Caller-Times Interactive: RESTAURANT REVIEW
Friday, February 28, 1997

No fuss, few frills, just good food

Hofbrau offers hearty and satisfying meals

Duck into this weathered downtown steak house when you've an appetite for a traditional meat-and-potato meal -- and for provisions that are well-prepared and served promptly, without fuss or frills.

The family-owned Hofbrau has been in business for 16 years, serving business professionals and blue-collar workers who crowd its rough-hewn dining rooms to load up on steak sandwiches and char-grilled ribeyes.

During a recent lunch visit, we seated ourselves at a table and awaited the attention of a busy waitress. The menu is a simple, one-page affair, with daily specials chalked up on a blackboard hanging on the wall.

Orders taken, we sipped iced tea and enjoyed the rugged atmosphere -- dark, cozy and masculine, with lots of neon beer signs, mounted trophy fish and deer antlers, and worn linoleum.

The chicken-fried steak dinner was excellent, with two large portions of meat that were tender and covered with a crisp, golden-fried batter coating. The cream gravy was thick, smooth and well seasoned.

Accompaniments included thick slices of potatoes and onions that were grilled to tenderness. The potatoes were good, but we would have liked a little more seasoning on them.

We had ordered stuffed jalapenos to go with our meal, and they turned out to be among the best we've had. The jalapenos were wrapped in a blanket of sour cream, then coated with bread crumbs and fried to a crunchy perfection, offering a savory contrast of bland and spicy tastes.

Our meal also came with a salad that seemed almost an afterthought, just a bowlful of chopped lettuce and sliced tomatoes coated with a thick ranch dressing.

And don't expect anything fancy in the way of bread either -- we were served two slices of store-bought bread, and a half-dozen crackers.

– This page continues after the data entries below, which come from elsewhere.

Issue #356, opened 2016-11-30
Curate list of languages for language autocomplete


mverzilli:
The current list contains some non-sensical items and lots of unnecessary duplicates.

nditada:
We need to find a better curated list.

<img width="286" alt="Screen Shot 2019-09-17 at 12 35 46 PM" src="https://user-images.githubusercontent.com/1359189/65056691-b428f800-d947-11e9-9b52-5d15eaa232d7.png">

manumoreira:
If we filter by living in Language_Type and not blank in Part2B it generates a reasonable list of languages.
https://docs.google.com/spreadsheets/d/1CmoViP1SCiAZ9HtZQjUn8kj0bq2KIw-bAFf4cyLOMQg/edit?usp=sharing

waj:
Part2T is the code that matches the iso-639-3. We're using this library: https://github.com/wooorm/iso-639-3

Let's filter by: `type == "living" && iso6392T != null`

mmuller:
Working properly in version d7ff690

PR #2090, opened 2022-06-03
Update AddLanguage.jsx

manumoreira:
Delete filter for code set for 639-2/B not null to add more languages like Lugbara, Teso, Ganda, Nkore, and Nyankole

### DIFF
--- a/assets/js/components/questionnaires/AddLanguage.jsx
+++ b/assets/js/components/questionnaires/AddLanguage.jsx
@@ -33,7 +33,7 @@ class AddLanguage extends Component {
       lang.text.indexOf(value) !== -1 || lang.text.toLowerCase().indexOf(value) !== -1
 
     let languagesOptions = iso6393
-      .filter((lang) => lang.type == "living" && lang.iso6392T != null)
+      .filter((lang) => lang.type == "living")
       .map((lang) => ({ id: idForLanguange(lang), text: lang.name }))
 
     // Don't show languages that are already selected


matiasgarciaisaia (commented):
I was wandering if the null check was added for something code-wise, but it seems to have been a decision about how to filter-out languages ([comment](https://github.com/instedd/surveda/issues/356#issuecomment-540117379)).

It'd be nice to run the code to actually check nothing else breaks, though.

assets/js/components/questionnaires/AddLanguage.jsx
```diff
@@ -33,7 +33,7 @@ class AddLanguage extends Component {
       lang.text.indexOf(value) !== -1 || lang.text.toLowerCase().indexOf(value) !== -1
 
     let languagesOptions = iso6393
-      .filter((lang) => lang.type == "living" && lang.iso6392T != null)
+      .filter((lang) => lang.type == "living")
       .map((lang) => ({ id: idForLanguange(lang), text: lang.name }))
```
matiasgarciaisaia, line 37: From [the mapping function](https://github.com/instedd/surveda/blob/9b405132d00d5c849d5081055ebfcd09a0c61ea3/assets/js/components/questionnaires/AddLanguage.jsx#L31), it shows we're not using the `iso6392T` for anything else than trimming down the languages list (exactly what we're reverting with this PR), so the null-check doesn't change a thing in the app's behaviour.

matiasgarciaisaia (approved):
Looks good! 👍 :shipit:

aeatencio (approved):
Working OK in my local 👍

However, the entrees are all satisfying. A companion's fish sandwich was hot and tasty, and came with thick steak fries with the skins still on -- a nice touch.

Visitors enter via the narrow barstool-lined bar, then go on to the two adjoining dining areas. The walls are a green-and-cream painted stucco, adorned by the aforementioned beer signs, and an occasional poster.

Deep booths line the sides of one of the restaurant's two dining areas, and worn tables fill the remainder of the space.

Service was prompt and pleasant. The prices are great. This place is definitely worth a repeat visit.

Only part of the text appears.